Look for "PublishNupkgToTransportFeed" in each line of the records, and copy the lines that have it.

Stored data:
==============================
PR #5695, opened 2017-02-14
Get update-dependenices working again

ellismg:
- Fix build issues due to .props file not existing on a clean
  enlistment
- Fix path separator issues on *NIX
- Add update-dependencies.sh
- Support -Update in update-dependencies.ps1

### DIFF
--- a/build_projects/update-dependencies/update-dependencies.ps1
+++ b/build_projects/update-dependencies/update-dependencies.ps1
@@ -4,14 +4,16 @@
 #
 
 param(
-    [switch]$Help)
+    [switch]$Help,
==============================
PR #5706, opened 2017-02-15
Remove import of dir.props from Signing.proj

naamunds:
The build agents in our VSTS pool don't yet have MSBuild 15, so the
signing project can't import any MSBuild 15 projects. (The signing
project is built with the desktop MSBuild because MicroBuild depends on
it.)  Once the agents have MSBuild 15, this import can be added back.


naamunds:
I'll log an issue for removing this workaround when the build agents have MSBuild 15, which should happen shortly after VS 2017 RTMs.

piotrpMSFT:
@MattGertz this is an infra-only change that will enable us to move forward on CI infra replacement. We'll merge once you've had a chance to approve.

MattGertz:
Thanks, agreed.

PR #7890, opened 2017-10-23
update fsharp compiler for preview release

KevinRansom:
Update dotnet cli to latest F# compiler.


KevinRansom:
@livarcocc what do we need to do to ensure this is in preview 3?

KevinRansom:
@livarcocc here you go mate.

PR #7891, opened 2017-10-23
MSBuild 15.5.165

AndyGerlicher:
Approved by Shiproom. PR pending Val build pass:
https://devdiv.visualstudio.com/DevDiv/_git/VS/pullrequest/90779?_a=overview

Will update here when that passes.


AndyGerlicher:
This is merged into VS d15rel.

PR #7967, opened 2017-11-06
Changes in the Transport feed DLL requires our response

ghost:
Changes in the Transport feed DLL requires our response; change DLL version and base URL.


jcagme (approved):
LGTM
==============================
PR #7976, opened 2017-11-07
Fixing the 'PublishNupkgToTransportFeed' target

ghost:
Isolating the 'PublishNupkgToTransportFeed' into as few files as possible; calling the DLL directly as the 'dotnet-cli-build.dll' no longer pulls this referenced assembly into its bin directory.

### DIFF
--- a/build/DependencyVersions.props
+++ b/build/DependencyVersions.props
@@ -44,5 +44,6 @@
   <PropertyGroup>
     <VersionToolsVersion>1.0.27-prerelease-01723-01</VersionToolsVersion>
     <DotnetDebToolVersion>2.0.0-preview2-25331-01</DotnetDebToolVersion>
==============================
**ANSWER BOX**
Fixing the 'PublishNupkgToTransportFeed' target
Isolating the 'PublishNupkgToTransportFeed' into as few files as possible; calling the DLL directly as the 'dotnet-cli-build.dll' no longer pulls this referenced assembly into its bin directory.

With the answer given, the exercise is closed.